# H.Crane, ship portrait painter.



## Akaroa (Sep 19, 2021)

Interested on any info as to where H,Crane was based
and when? Was he just an enthusiast into ships( like
my very good late friend Edward Paget-Tomlinson who
did gouache ship portraits to order for me1980/90s), or
was he commercially based.?
Many vessels seem to be cargo, mainly London or
North East but always very varied , 1915- 1930s I have
seen or had, feel sure ordered by owners or crew members?
John.


----------



## loco (Dec 10, 2010)

Not heard of Mr Crane, but I have a watercolour done by New Zealand artist RD Morris of 'Lindfield' painted to order in 1978.

I'm pretty sure he came aboard and took the order on one trip, and presented it to me next trip; fortunately, at the time, that ship was on a (fairly) regular schedule on the West Indies-NZ/Aus run. Quite a few of the Officers ordered paintings from him. Memory suggests it was NZ$50 per painting, but he charged a bit extra if there were two ships on the same painting.
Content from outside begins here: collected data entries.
PR #1813, opened 2018-08-21
*: add multi-namespace support to Prometheus Operator

squat:
This is a large PR broken into two logical commits that can be separate PRs if needed.
I have tested these changes on an Openshift cluster as part of https://github.com/openshift/cluster-monitoring-operator with several different configurations:
* single namespace, i.e. `--namespaces=x`
* multiple namespaces, i.e. `--namespaces=x,y` and `--namespaces=x --namespaces=y`
* all namespaces, i.e. no `--namespaces` flag so `v1.NamespaceAll` is used

First:
This commit adds multi-namespace support to the Prometheus Operator. PO
now allows all informers to react to changes to multiple, individually
configured, namespaces, i.e. without specifying v1.NamespaceAll. This is
important for cases where the Prometheus Operator does not have
privileges to List all namespaces but should still administer multiple
namespaces. This capability is accomplished by abstracting the
cache.ListerWatchers for the various informers the PO uses.

Second:
This commit ensures that all informer caches are synced before the
eventhandlers are added. This is important whenever one informer's
eventhandler depends on the cache of a different informer. Without this,
eventhandlers will complain that certain objects don't exist. This is
important now that the namespace informer still runs for a single
namespace, where previously it was only run for v1.NamespaceAll.
Otherwise, e.g. the secret eventhandler could fail until the namespace
handler had synced.

cc @brancz @mxinden @s-urbaniak

### DIFF
--- a/cmd/operator/main.go
+++ b/cmd/operator/main.go
@@ -55,6 +55,40 @@ const (
 )
 
 var (
+	ns namespaces
+)
+
+type namespaces map[string]struct{}
+
+// Set implements the flagset.Value interface.
+func (n namespaces) Set(value string) error {
+	ns := strings.Split(value, ",")
+	if n == nil {
+		n = namespaces{}
+	}
+	for i := range ns {
+		n[ns[i]] = struct{}{}
+	}
+	return nil
+}
+
+// String implements the flagset.Value interface.
+func (n namespaces) String() string {
+	return strings.Join(n.asSlice(), ",")
+}
+
+func (n namespaces) asSlice() []string {
+	var ns []string
+	for k := range n {
+		ns = append(ns, k)
+	}
+	if len(ns) == 0 {
+		ns = append(ns, v1.NamespaceAll)
+	}
+	return ns
+}
+
+var (
 	cfg                prometheuscontroller.Config
 	availableLogLevels = []string{
 		logLevelAll,
@@ -88,7 +122,7 @@ func init() {
 	flagset.StringVar(&cfg.AlertmanagerDefaultBaseImage, "alertmanager-default-base-image", "quay.io/prometheus/alertmanager", "Alertmanager default base image")
 	flagset.StringVar(&cfg.PrometheusDefaultBaseImage, "prometheus-default-base-image", "quay.io/prometheus/prometheus", "Prometheus default base image")
 	flagset.StringVar(&cfg.ThanosDefaultBaseImage, "thanos-default-base-image", "improbable/thanos", "Thanos default base image")
-	flagset.StringVar(&cfg.Namespace, "namespace", v1.NamespaceAll, "Namespace to scope the interaction of the Prometheus Operator and the apiserver.")
+	flagset.Var(ns, "namespaces", "Namespaces to scope the interaction of the Prometheus Operator and the apiserver.")
 	flagset.Var(&cfg.Labels, "labels", "Labels to be add to all resources created by the operator")
 	flagset.StringVar(&cfg.CrdGroup, "crd-apigroup", monitoringv1.Group, "prometheus CRD  API group name")
 	flagset.Var(&cfg.CrdKinds, "crd-kinds", " - EXPERIMENTAL (could be removed in future releases) - customize CRD kind names")
@@ -99,7 +133,7 @@ func init() {
 	flagset.StringVar(&cfg.LogFormat, "log-format", logFormatLogfmt, fmt.Sprintf("Log format to use. Possible values: %s", strings.Join(availableLogFormats, ", ")))
 	flagset.BoolVar(&cfg.ManageCRDs, "manage-crds", true, "Manage all CRDs with the Prometheus Operator.")
 	flagset.Parse(os.Args[1:])
-
+	cfg.Namespaces = ns.asSlice()
 }
 
 func Main() int {
--- a/pkg/alertmanager/operator.go
+++ b/pkg/alertmanager/operator.go
@@ -140,16 +140,6 @@ func New(c prometheusoperator.Config, logger log.Logger) (*Operator, error) {
 		}),
 		&appsv1.StatefulSet{}, resyncPeriod, cache.Indexers{},
 	)
-	o.alrtInf.AddEventHandler(cache.ResourceEventHandlerFuncs{
-		AddFunc:    o.handleAlertmanagerAdd,
-		DeleteFunc: o.handleAlertmanagerDelete,
-		UpdateFunc: o.handleAlertmanagerUpdate,
-	})
-	o.ssetInf.AddEventHandler(cache.ResourceEventHandlerFuncs{
-		AddFunc:    o.handleStatefulSetAdd,
-		DeleteFunc: o.handleStatefulSetDelete,
-		UpdateFunc: o.handleStatefulSetUpdate,
-	})
 
 	return o, nil
 }
@@ -164,6 +154,45 @@ func (c *Operator) RegisterMetrics(r prometheus.Registerer) {
 		c.statefulsetErrors,
 		NewAlertmanagerCollector(c.alrtInf.GetStore()),
 	)
+}
+
+// waitForCacheSync waits for the informers' caches to be synced.
+func (c *Operator) waitForCacheSync(stopc <-chan struct{}) error {
+	ok := true
+	informers := []struct {
+		name     string
+		informer cache.SharedIndexInformer
+	}{
+		{"Alertmanager", c.alrtInf},
+		{"StatefulSet", c.ssetInf},
+	}
+	for _, inf := range informers {
+		if !cache.WaitForCacheSync(stopc, inf.informer.HasSynced) {
+			level.Error(c.logger).Log("msg", fmt.Sprintf("failed to sync %s cache", inf.name))
+			ok = false
+		} else {
+			level.Debug(c.logger).Log("msg", fmt.Sprintf("successfully synced %s cache", inf.name))
+		}
+	}
+	if !ok {
+		return errors.New("failed to sync caches")
+	}
+	level.Info(c.logger).Log("msg", "successfully synced all caches")
+	return nil
+}
+
+// addHandlers adds the eventhandlers to the informers.
+func (c *Operator) addHandlers() {
+	c.alrtInf.AddEventHandler(cache.ResourceEventHandlerFuncs{
+		AddFunc:    c.handleAlertmanagerAdd,
+		DeleteFunc: c.handleAlertmanagerDelete,
+		UpdateFunc: c.handleAlertmanagerUpdate,
+	})
+	c.ssetInf.AddEventHandler(cache.ResourceEventHandlerFuncs{
+		AddFunc:    c.handleStatefulSetAdd,
+		DeleteFunc: c.handleStatefulSetDelete,
+		UpdateFunc: c.handleStatefulSetUpdate,
+	})
 }
 
 // Run the controller.
@@ -202,6 +231,10 @@ func (c *Operator) Run(stopc <-chan struct{}) error {
 
 	go c.alrtInf.Run(stopc)
 	go c.ssetInf.Run(stopc)
+	if err := c.waitForCacheSync(stopc); err != nil {
+		return err
+	}
+	c.addHandlers()
 
 	<-stopc
 	return nil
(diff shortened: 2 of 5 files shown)


pkg/listwatch/listwatch.go
```diff
@@ -0,0 +1,194 @@
...
+		metaObj, err := meta.ListAccessor(list)
+		if err != nil {
+			return nil, err
+		}
+		for _, item := range items {
+			l.Items = append(l.Items, runtime.RawExtension{Object: item.DeepCopyObject()})
+		}
+		resourceVersions = append(resourceVersions, metaObj.GetResourceVersion())
+	}
+	l.ListMeta.ResourceVersion = strings.Join(resourceVersions, "/")
```
brancz: let's put a comment on here why we're doing this

pkg/alertmanager/operator.go
```diff
@@ -198,6 +231,10 @@ func (c *Operator) Run(stopc <-chan struct{}) error {
 
 	go c.alrtInf.Run(stopc)
 	go c.ssetInf.Run(stopc)
+	if err := c.waitForCacheSync(stopc); err != nil {
+		return err
+	}
+	c.addHandlers()
```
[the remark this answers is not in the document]
squat: yes, when a new handler is added to an informer, the handler is called with the contents of the informer's store:
https://github.com/kubernetes/client-go/blob/master/tools/cache/shared_informer.go#L338-L342

pkg/listwatch/listwatch.go
```diff
@@ -0,0 +1,180 @@
...
+				Into(result)
+			if err != nil {
+				return nil, err
+			}
+			list.Items = append(list.Items, *result)
+		}
+		return list, nil
+	}
+	watchFunc := func(_ metav1.ListOptions) (watch.Interface, error) {
+		return watch.NewFake(), nil
```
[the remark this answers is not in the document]
squat: :+1:

pkg/listwatch/listwatch.go
squat: :+1:

pkg/alertmanager/operator.go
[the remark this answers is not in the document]
brancz: perfect thanks for clearing that up :+1:

pkg/listwatch/listwatch.go
```diff
@@ -0,0 +1,204 @@
...
+	"k8s.io/apimachinery/pkg/api/meta"
+	metav1 "k8s.io/apimachinery/pkg/apis/meta/v1"
+	"k8s.io/apimachinery/pkg/fields"
+	"k8s.io/apimachinery/pkg/runtime"
+	"k8s.io/apimachinery/pkg/watch"
+	"k8s.io/client-go/kubernetes/scheme"
+	"k8s.io/client-go/tools/cache"
+)
+
+// NewUnprivilegedNamespaceListWatchFromClient mimics cache.NewListWatchFromClient.
```
mxinden: Tiny nit: I would prefer comments to be wrapped at 80 chars.

Side note: Thanks for the detailed comments! Very much appreciate it.

pkg/listwatch/listwatch.go
```diff
@@ -0,0 +1,204 @@
...
+		options.FieldSelector = fieldSelector.String()
+	}
+	return NewFilteredUnprivilegedNamespaceListWatchFromClient(c, namespaces, optionsModifier)
+}
+
+// NewFilteredUnprivilegedNamespaceListWatchFromClient mimics cache.NewUnprivilegedNamespaceListWatchFromClient.
+// It allows for the creation of a cache.ListWatch for namespaces from a client that does not have `List` privileges.
+// If the slice of namespaces contains only v1.NamespaceAll, then this func assumes that the client
+// has List and Watch privileges and returns a regular cache.ListWatch, since there is no other way to get all namespaces.
+func NewFilteredUnprivilegedNamespaceListWatchFromClient(c cache.Getter, namespaces []string, optionsModifier func(options *metav1.ListOptions)) *cache.ListWatch {
```
mxinden: Does this function need to be exported?

squat: No, strictly speaking it does not. I just wanted to keep this as consistent as possible with the mentioned functions in https://github.com/kubernetes/client-go/blob/master/tools/cache/listwatch.go. There are two exported funcs, `New*` and `NewFiltered*` and the former wraps the latter. If you feel strongly about it then I am happy to change it

pkg/listwatch/listwatch.go
squat: wrapped all comments in the files I touched :+1:

squat:
@mxinden sure, let's add some e2e tests tomorrow :+1:

cmd/operator/main.go
```diff
@@ -54,6 +54,33 @@ const (
 	logFormatJson   = "json"
 )
 
+type namespaces map[string]struct{}
+
+// Set implements the flagset.Value interface.
```
s-urbaniak: very small nit, instead of putting this into godoc, you could
```
var _ flag.Value = (namespaces)(nil)
```
to let the compiler check that `namespaces` implements `flag.Value`

cmd/operator/main.go
```diff
@@ -54,6 +54,33 @@ const (
...
+func (n namespaces) Set(value string) error {
+	ns := strings.Split(value, ",")
+	for i := range ns {
+		n[ns[i]] = struct{}{}
```
s-urbaniak: nit: this will panic if `n` is uninitialized.

cmd/operator/main.go
```diff
@@ -88,7 +115,8 @@ func init() {
 	flagset.StringVar(&cfg.AlertmanagerDefaultBaseImage, "alertmanager-default-base-image", "quay.io/prometheus/alertmanager", "Alertmanager default base image")
 	flagset.StringVar(&cfg.PrometheusDefaultBaseImage, "prometheus-default-base-image", "quay.io/prometheus/prometheus", "Prometheus default base image")
 	flagset.StringVar(&cfg.ThanosDefaultBaseImage, "thanos-default-base-image", "improbable/thanos", "Thanos default base image")
-	flagset.StringVar(&cfg.Namespace, "namespace", v1.NamespaceAll, "Namespace to scope the interaction of the Prometheus Operator and the apiserver.")
+	ns := namespaces{}
```
s-urbaniak: ah, that prevents panicing ;-)  Wouldn't `var ns namespaces` look cleaner? That would require lazy initialization in `Set` as described above though.

pkg/alertmanager/operator.go
```diff
@@ -162,6 +156,45 @@ func (c *Operator) RegisterMetrics(r prometheus.Registerer) {
 	)
 }
 
+// waitForCacheSync waits for the informers' caches to be synced.
+func (c *Operator) waitForCacheSync(stopc <-chan struct{}) error {
+	ok := true
+	informers := map[cache.SharedInformer]bool{
```
s-urbaniak: `cache.SharedInformer` is an interface. We are not in control over the implementing underlying type. If the underlying type uses an incomparable type (i.e. a composited map or slice) this will result in a runtime panic.

I am new to informers, but can we construct a natural key (struct) with values we have under our control?

pkg/listwatch/listwatch.go
```diff
@@ -0,0 +1,214 @@
...
+	return newMultiWatch(mlw, resourceVersions, options)
+}
+
+// multiWatch abstracts multiple watch.Interface's, allowing them
+// to be treated as a single watch.Interface.
+type multiWatch struct {
+	result   chan watch.Event
+	stopped  bool
+	stoppers []func()
+	sync.Mutex
```
s-urbaniak: this embeds `sync.Mutex` into `multiWatch`, effectively exporting `Lock()` und `Unlock()` to the outside world of but you are using those methods only internally (which is good).

Can we make a private `mu sync.Mutex // protects the stopped field only` so those methods don't escape and consumers of `multiWatch` don't even try to lock/unlock externally?

pkg/prometheus/operator.go
```diff
@@ -300,6 +296,70 @@ func (c *Operator) RegisterMetrics(r prometheus.Registerer) {
 	)
 }
 
+// waitForCacheSync waits for the informers' caches to be synced.
+func (c *Operator) waitForCacheSync(stopc <-chan struct{}) error {
+	ok := true
+	informers := map[cache.SharedInformer]bool{
```
s-urbaniak: see comment above for using `cache.SharedInformer` as an interface.

cmd/operator/main.go
squat: What is the nit here? A map will also panic if you attempt to set a value when it is uninitialized. The solution is to `make(map...)` or `m := map...{}`. I think the same applies here, no?

pkg/alertmanager/operator.go
squat: OK sounds good

pkg/listwatch/listwatch.go
squat: `multiWatch` is an unexported type so only this package can access `Lock` and `Unlock`. Furthermore, anything in this package has access to unexported struct fields, so there is no added security, no?

Embedding the struct this way was mainly for convenience so if you feel strongly, I can make the mutex private.

cmd/operator/main.go
s-urbaniak: sounds good, agreed :+1:

cmd/operator/main.go
s-urbaniak: Sorry for being imprecise, the nit is that the following will panic:
```
var ns namespaces
ns.Set("foo")
```
Your suggestion is spot on, we may lazy initialize the map here in `Set` to make it safer.

pkg/alertmanager/operator.go
brancz: I think we can actually describe each informer with a string, so this shouldn't be much of an issue

pkg/listwatch/listwatch.go
brancz: Agreed with @s-urbaniak

cmd/operator/main.go
squat: :+1: plz see the updated code

pkg/listwatch/listwatch.go
squat: :+1:

pkg/alertmanager/operator.go
```diff
@@ -162,6 +156,49 @@ func (c *Operator) RegisterMetrics(r prometheus.Registerer) {
...
 }
 
+// waitForCacheSync waits for the informers' caches to be synced.
+func (c *Operator) waitForCacheSync(stopc <-chan struct{}) error {
+	ok := true
+	type informerSynced struct {
+		name string
+		sync cache.InformerSynced
+	}
+	informers := map[*informerSynced]bool{
```
squat: The map cannot use an anonymous struct (or even a named struct type) as its key because the `sync` field is not comparable. Even if the field was `informer cache.SharedInformer` then we'd be back at the original issue Sergiusz raised where we'd only know if the field was comparable at runtime. Instead, we can use a pointer, whose address is comparable.

pkg/prometheus/operator.go
```diff
@@ -300,6 +296,74 @@ func (c *Operator) RegisterMetrics(r prometheus.Registerer) {
...
 }
 
+// waitForCacheSync waits for the informers' caches to be synced.
+func (c *Operator) waitForCacheSync(stopc <-chan struct{}) error {
+	ok := true
+	type informerSynced struct {
+		name string
+		sync cache.InformerSynced
+	}
+	informers := map[*informerSynced]bool{
```
squat: same as above :)

squat:
thanks for taking a look @s-urbaniak. Plz take another look when you can.

pkg/alertmanager/operator.go
s-urbaniak: Suggestion: let's omit the map and go with a simpler slice:
```
	type namedInformer struct {
		name     string
		informer cache.SharedIndexInformer
	}

	informers = append(informers, namedInformer{"Alertmanager", c.alrtInf})
	informers = append(informers, namedInformer{"StatefulSet", c.alrtInf})

	for _, inf := range informers {
		if !cache.WaitForCacheSync(stopc, inf.informer.HasSynced) {
			level.Error(c.logger).Log("msg", fmt.Sprintf("failed to sync %s cache", inf.name))
			ok = false
		} else {
			level.Debug(c.logger).Log("msg", fmt.Sprintf("successfully synced %s cache", inf.name))
		}
	}
```

squat:
@s-urbaniak thanks for the thorough review!

brancz:
lgtm :+1: nice work!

Not an artist, but I also seem to remember 'Frank' (?) someone coming on board to take orders for sheepskin fleeces and clothing, which he dispatched direct to the UK.

Martyn


----------



## Akaroa (Sep 19, 2021)

loco said:


> Not heard of Mr Crane, but I have a watercolour done by New Zealand artist RD Morris of 'Lindfield' painted to order in 1978.
> 
> I'm pretty sure he came aboard and took the order on one trip, and presented it to me next trip; fortunately, at the time, that ship was on a (fairly) regular schedule on the West Indies-NZ/Aus run. Quite a few of the Officers ordered paintings from him. Memory suggests it was NZ$50 per painting, but he charged a bit extra if there were two ships on the same painting.
> 
> ...


Hi again Martyn
I don’t remember ship artists coming aboard in NZ but remember 
in Hong Kong 1964/5 L.Y Dong did, (‘Ding Dong!), and although 
then serving with P&O on liners, asked him to do one of favourite Dutch
coaster and a London tug ! Delivered 48 hours later..The coaster came
out well, the tug not so well, perhaps he farmed work off to another.
Wished I’d bought more Sapphires in Ceylon…..but digressing..! Thanks 
John.








loco said:


> Not heard of Mr Crane, but I have a watercolour done by New Zealand artist RD Morris of 'Lindfield' painted to order in 1978.
> 
> I'm pretty sure he came aboard and took the order on one trip, and presented it to me next trip; fortunately, at the time, that ship was on a (fairly) regular schedule on the West Indies-NZ/Aus run. Quite a few of the Officers ordered paintings from him. Memory suggests it was NZ$50 per painting, but he charged a bit extra if there were two ships on the same painting.
> 
> ...


----------



## barry john macauley (Sep 5, 2012)

I have two of R.D. Morris' masterpieces, one of the Aramaic and the other of the Akaroa. The Aramaic is steaming from Starboard to Port while the Akaroa is steaming from Port to Starboard. Not much you can tell me about Art.
I also had a couple of Sheep fleeces and a Sheepskin Jacket I bought for my Wife. The Purveyor was originally based in Sydney before moving to Auckland. Not many people know that.


----------



## taffe65 (May 27, 2007)

Akaroa said:


> Hi again Martyn
> I don’t remember ship artists coming aboard in NZ but remember
> in Hong Kong 1964/5 L.Y Dong did, (‘Ding Dong!), and although
> then serving with P&O on liners, asked him to do one of favourite Dutch
> ...


I've got a set of sapphires (2 off) which I bought in sri lanka, they're in a little white paper envelope and tucked away in my draw.Haven't the foggiest what their valuation would be and can't even remember what I paid for them, chap came on board in Colombo selling them.Anybody got an idea of how to value them?


----------



## Akaroa (Sep 19, 2021)

taffe65 said:


> I've got a set of sapphires (2 off) which I bought in sri lanka, they're in a little white paper envelope and tucked away in my draw.Haven't the foggiest what their valuation would be and can't even remember what I paid for them, chap came on board in Colombo selling them.Anybody got an idea of how to value them?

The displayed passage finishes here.